Saved entries
:::

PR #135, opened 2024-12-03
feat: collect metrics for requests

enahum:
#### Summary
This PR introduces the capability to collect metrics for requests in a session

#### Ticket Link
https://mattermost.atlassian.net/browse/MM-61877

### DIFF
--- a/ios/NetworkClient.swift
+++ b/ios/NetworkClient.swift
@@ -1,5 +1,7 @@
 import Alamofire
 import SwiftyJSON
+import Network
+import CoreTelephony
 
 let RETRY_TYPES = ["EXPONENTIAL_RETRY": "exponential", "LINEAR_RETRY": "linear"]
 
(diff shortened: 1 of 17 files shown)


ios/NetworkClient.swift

:::

§ **Problem requirements**: Your reply should hold all the entries, each repeated without a single change.

§ **Task result**:
PR #135, opened 2024-12-03
feat: collect metrics for requests

enahum:
#### Summary
This PR introduces the capability to collect metrics for requests in a session

#### Ticket Link
https://mattermost.atlassian.net/browse/MM-61877

### DIFF
--- a/ios/NetworkClient.swift
+++ b/ios/NetworkClient.swift
@@ -1,5 +1,7 @@
 import Alamofire
 import SwiftyJSON
+import Network
+import CoreTelephony
 
 let RETRY_TYPES = ["EXPONENTIAL_RETRY": "exponential", "LINEAR_RETRY": "linear"]
 
(diff shortened: 1 of 17 files shown)


ios/NetworkClient.swift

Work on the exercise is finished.